___ Extracted entries ___

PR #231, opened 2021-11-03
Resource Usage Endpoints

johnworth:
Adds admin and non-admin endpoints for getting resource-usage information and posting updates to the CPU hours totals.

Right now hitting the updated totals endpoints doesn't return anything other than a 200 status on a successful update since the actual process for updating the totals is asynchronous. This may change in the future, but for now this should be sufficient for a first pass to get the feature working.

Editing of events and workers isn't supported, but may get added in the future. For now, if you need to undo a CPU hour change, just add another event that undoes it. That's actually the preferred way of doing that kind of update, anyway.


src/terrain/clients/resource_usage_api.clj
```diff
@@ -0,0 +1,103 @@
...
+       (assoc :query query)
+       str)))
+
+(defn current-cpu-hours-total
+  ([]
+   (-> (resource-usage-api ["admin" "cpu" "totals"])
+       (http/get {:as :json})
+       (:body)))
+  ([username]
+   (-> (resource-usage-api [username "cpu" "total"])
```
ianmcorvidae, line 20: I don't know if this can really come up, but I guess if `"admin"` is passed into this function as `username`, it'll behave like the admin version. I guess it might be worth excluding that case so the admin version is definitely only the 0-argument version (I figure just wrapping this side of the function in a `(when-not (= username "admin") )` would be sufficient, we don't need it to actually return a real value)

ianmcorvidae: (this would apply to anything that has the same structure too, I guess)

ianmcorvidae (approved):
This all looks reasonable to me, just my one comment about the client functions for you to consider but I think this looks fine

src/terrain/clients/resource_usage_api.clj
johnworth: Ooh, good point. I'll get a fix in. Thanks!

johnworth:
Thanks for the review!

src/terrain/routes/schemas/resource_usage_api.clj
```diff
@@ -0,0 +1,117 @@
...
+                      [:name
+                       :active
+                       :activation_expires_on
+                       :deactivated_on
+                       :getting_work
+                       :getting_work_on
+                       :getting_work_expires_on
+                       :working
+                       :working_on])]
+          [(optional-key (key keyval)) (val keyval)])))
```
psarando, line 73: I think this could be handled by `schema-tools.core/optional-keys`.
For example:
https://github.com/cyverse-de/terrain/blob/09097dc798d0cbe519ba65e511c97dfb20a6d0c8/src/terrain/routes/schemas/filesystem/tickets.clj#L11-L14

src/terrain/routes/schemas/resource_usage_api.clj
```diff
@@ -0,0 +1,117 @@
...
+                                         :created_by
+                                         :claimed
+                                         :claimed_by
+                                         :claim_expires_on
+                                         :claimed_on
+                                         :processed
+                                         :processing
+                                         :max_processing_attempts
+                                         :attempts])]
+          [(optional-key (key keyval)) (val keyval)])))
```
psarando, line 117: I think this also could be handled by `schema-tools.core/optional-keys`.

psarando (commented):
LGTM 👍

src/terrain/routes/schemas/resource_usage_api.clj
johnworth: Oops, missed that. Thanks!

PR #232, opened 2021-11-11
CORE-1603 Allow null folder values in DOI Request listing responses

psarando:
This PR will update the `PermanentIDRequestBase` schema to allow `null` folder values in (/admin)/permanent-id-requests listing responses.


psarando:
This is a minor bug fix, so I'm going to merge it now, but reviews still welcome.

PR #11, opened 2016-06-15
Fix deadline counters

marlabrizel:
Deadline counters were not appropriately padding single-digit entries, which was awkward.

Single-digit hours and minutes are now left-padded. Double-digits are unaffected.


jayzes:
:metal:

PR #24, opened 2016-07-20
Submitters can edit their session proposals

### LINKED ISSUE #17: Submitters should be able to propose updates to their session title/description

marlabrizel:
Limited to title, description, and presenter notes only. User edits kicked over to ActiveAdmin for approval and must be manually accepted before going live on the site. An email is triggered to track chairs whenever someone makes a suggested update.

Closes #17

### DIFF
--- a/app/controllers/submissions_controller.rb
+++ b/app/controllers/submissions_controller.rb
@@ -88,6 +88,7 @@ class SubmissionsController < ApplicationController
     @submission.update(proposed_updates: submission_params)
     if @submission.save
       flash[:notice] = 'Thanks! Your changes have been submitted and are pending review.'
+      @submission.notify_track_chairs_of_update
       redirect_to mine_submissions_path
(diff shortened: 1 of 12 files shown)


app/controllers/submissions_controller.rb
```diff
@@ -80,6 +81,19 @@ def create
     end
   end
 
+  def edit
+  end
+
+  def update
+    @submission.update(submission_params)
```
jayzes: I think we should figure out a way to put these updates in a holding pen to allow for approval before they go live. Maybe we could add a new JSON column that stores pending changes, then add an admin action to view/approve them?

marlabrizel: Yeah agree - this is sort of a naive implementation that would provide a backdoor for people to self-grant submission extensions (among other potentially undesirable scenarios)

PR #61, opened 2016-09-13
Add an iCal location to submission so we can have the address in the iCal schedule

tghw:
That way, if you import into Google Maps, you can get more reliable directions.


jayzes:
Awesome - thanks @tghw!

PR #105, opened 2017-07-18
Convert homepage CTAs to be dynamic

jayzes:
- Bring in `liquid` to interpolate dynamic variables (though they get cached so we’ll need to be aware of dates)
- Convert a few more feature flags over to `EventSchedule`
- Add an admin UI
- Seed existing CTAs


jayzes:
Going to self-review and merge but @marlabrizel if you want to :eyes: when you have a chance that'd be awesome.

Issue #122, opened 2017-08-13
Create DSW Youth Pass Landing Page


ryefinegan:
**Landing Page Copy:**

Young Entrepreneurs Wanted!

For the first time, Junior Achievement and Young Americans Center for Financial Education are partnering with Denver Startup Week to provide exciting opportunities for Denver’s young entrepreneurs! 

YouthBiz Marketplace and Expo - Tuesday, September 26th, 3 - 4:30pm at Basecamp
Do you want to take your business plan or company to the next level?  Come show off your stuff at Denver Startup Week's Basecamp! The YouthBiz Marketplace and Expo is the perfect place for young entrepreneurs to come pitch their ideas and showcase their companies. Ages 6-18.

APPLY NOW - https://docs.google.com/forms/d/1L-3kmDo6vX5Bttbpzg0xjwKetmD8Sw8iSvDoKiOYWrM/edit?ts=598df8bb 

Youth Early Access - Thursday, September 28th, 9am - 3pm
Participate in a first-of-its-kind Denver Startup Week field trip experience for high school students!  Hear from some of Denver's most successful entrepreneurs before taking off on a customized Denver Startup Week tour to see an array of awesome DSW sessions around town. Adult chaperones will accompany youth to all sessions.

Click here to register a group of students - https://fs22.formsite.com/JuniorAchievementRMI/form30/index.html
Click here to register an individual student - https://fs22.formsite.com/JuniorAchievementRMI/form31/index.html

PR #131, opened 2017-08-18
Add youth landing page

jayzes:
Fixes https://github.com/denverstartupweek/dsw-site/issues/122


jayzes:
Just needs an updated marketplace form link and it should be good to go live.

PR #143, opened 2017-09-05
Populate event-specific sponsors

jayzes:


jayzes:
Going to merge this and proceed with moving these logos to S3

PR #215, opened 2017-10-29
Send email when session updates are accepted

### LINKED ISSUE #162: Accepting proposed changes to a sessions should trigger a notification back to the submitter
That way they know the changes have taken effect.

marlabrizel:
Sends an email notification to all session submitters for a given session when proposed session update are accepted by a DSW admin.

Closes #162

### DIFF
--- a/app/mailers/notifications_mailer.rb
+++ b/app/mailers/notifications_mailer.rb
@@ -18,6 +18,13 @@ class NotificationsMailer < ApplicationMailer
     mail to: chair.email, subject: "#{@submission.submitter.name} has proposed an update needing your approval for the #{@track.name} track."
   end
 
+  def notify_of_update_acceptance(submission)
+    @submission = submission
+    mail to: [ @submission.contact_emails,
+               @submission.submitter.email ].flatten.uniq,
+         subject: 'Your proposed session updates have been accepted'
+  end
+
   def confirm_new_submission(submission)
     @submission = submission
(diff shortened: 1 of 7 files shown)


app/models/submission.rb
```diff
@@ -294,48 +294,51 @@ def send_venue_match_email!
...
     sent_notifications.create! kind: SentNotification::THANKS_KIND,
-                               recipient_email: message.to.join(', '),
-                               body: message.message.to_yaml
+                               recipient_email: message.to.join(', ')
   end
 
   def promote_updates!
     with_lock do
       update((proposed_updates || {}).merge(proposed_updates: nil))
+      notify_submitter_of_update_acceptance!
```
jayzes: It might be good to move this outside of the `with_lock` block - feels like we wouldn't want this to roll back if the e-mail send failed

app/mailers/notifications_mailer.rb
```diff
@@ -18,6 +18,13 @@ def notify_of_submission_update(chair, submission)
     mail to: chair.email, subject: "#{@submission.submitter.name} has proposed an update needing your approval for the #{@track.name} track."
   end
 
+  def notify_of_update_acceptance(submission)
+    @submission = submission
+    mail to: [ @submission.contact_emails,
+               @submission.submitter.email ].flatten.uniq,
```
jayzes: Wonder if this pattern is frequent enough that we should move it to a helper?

___

__Required action__
Filter the records above and copy every line that contains the word "handled".

__Reply__
psarando, line 73: I think this could be handled by `schema-tools.core/optional-keys`.
psarando, line 117: I think this also could be handled by `schema-tools.core/optional-keys`.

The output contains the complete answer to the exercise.